Monday 7 March 2011

It's Important to be Some Body

To be human is to be embodied, to be a physical, biological creature. Christians view all of physical existence, from the grandeur of the cosmos to the particularity of the human body, as the good creation of a benevolent God. Physical existence is not divine, but it is good by creational intent, and human existence as embodied is an aspect of this good physicality. The goodness of embodiment is also supported by and grounded in two additional key theological themes of traditional Christianity, the doctrines of the incarnation and of the resurrection of the body. Clearly, bodily existence must not be intrinsically evil or incompatible with the perfect good if God can become fully human. Clearly, the teaching that the final state of redeemed humanity will be as persons of resurrected and perfected bodies, and that we will, in that state, enjoy God forever, must deepen our appreciation of embodiment.

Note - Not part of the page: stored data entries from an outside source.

PR #3274, opened 2024-04-24
fix xfs fail, add upload result when timeout

paxue:
increase the core number to 8 for xfs verify_generic_standard_datadisk
add try logic for exception to upload the test result
reduce the wait timeout in wait by 20s to let wat timeout happen before the whole case timeout.

### DIFF
--- a/microsoft/testsuites/xfstests/xfstesting.py
+++ b/microsoft/testsuites/xfstests/xfstesting.py
@@ -125,7 +125,7 @@ class Xfstesting(TestSuite):
     # commit d0c7feaf8767 ("xfs: add agf freeblocks verify in xfs_agf_verify")
     # TODO: will figure out the detailed reason of every excluded case.
     excluded_tests = (
-        "generic/211 generic/430 generic/431 generic/434 xfs/438 xfs/490"
+        "generic/211 generic/430 generic/431 generic/434 generic/738 xfs/438 xfs/490"
         + " btrfs/007 btrfs/178 btrfs/244 btrfs/262"
         + " xfs/030 xfs/032 xfs/050 xfs/052 xfs/106 xfs/107 xfs/122 xfs/132 xfs/138"
         + " xfs/144 xfs/148 xfs/175 xfs/191-input-validation xfs/289 xfs/293 xfs/424"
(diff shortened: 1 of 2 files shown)


microsoft/testsuites/xfstests/xfstesting.py
```diff
@@ -534,7 +535,7 @@ def _execute_xfstests(
             mount_opts,
         )
         xfstests.set_excluded_tests(excluded_tests)
-        xfstests.run_test(test_type, log_path, result, data_disk, self.TIME_OUT)
+        xfstests.run_test(test_type, log_path, result, data_disk, self.TIME_OUT - 20)
```
squirrelsc: Add comments above to explain the magic number.

microsoft/testsuites/xfstests/xfstests.py
```diff
@@ -171,11 +171,15 @@ def run_test(
...
         # this is the actual process name, when xfstests runs.
-        pgrep.wait_processes("check", timeout=timeout)
-
-        self.check_test_results(
-            log_path=log_path, test_type=test_type, result=result, data_disk=data_disk
-        )
+        try:
+            pgrep.wait_processes("check", timeout=timeout)
+        finally:
+            self.check_test_results(
```
squirrelsc, line 177: Make sure the `check_test_results` won't raise another exception by incomplete content.

microsoft/testsuites/xfstests/xfstesting.py
paxue: Sure. I will add it

squirrelsc:
@LiliDeng LGTM

microsoft/testsuites/xfstests/xfstesting.py
```diff
@@ -144,6 +144,7 @@ def before_case(self, log: Logger, **kwargs: Any) -> None:
          standard data disk with xfs type system.
         """,
         requirement=simple_requirement(
+            min_core_count=8,
```
LiliDeng: there is no enough evidence to show the timeout issue is related with core count, let's remove this change, and keep monitor the test results data, then decide the next step.

paxue: removed

LiliDeng (approved):

microsoft/testsuites/xfstests/xfstesting.py
```diff
@@ -125,7 +125,7 @@ class Xfstesting(TestSuite):
     # commit d0c7feaf8767 ("xfs: add agf freeblocks verify in xfs_agf_verify")
     # TODO: will figure out the detailed reason of every excluded case.
     excluded_tests = (
-        "generic/211 generic/430 generic/431 generic/434 xfs/438 xfs/490"
+        "generic/211 generic/430 generic/431 generic/434 generic/738 xfs/438 xfs/490"
```
squirrelsc, line 128: Add comments above, why 738 is removed. Is the timeout resoled after this test is removed?

paxue: yes, tested for many times, it seems 738 is the blocking issue. I will send another PR to add this comment. After removing 738 it passed on 2 core VMs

We are more than bodies - there is a trans-materialistic, spiritual or soulish, aspect of our persons - but we are bodies.
Stanton L. Jones and Mark A. Yarhouse, "Anthropology, Sexuality and Sexual Ethics", in Lints, Horton & Talbot (eds.), Personal Identity in Theological Perspective, page 121.

All we've ever wanted
Is to look good naked,
hope that someone can take it.
God, save me rejection
From my reflection;
I want perfection.
Robbie Williams

Luke 24:39:
"Look at my hands and my feet. It is I myself! Touch me and see; a ghost does not have flesh and bones, as you see I have."

Philippians 3:20-21:
20 But our citizenship is in heaven. And we eagerly await a Saviour from there, the Lord Jesus Christ, 21 who, by the power that enables him to bring everything under his control, will transform our lowly bodies so that they will be like his glorious body.

1 John 3:2:
Dear friends, now we are children of God, and what we will be has not yet been made known. But we know that when he appears, we shall be like him, for we shall see him as he is.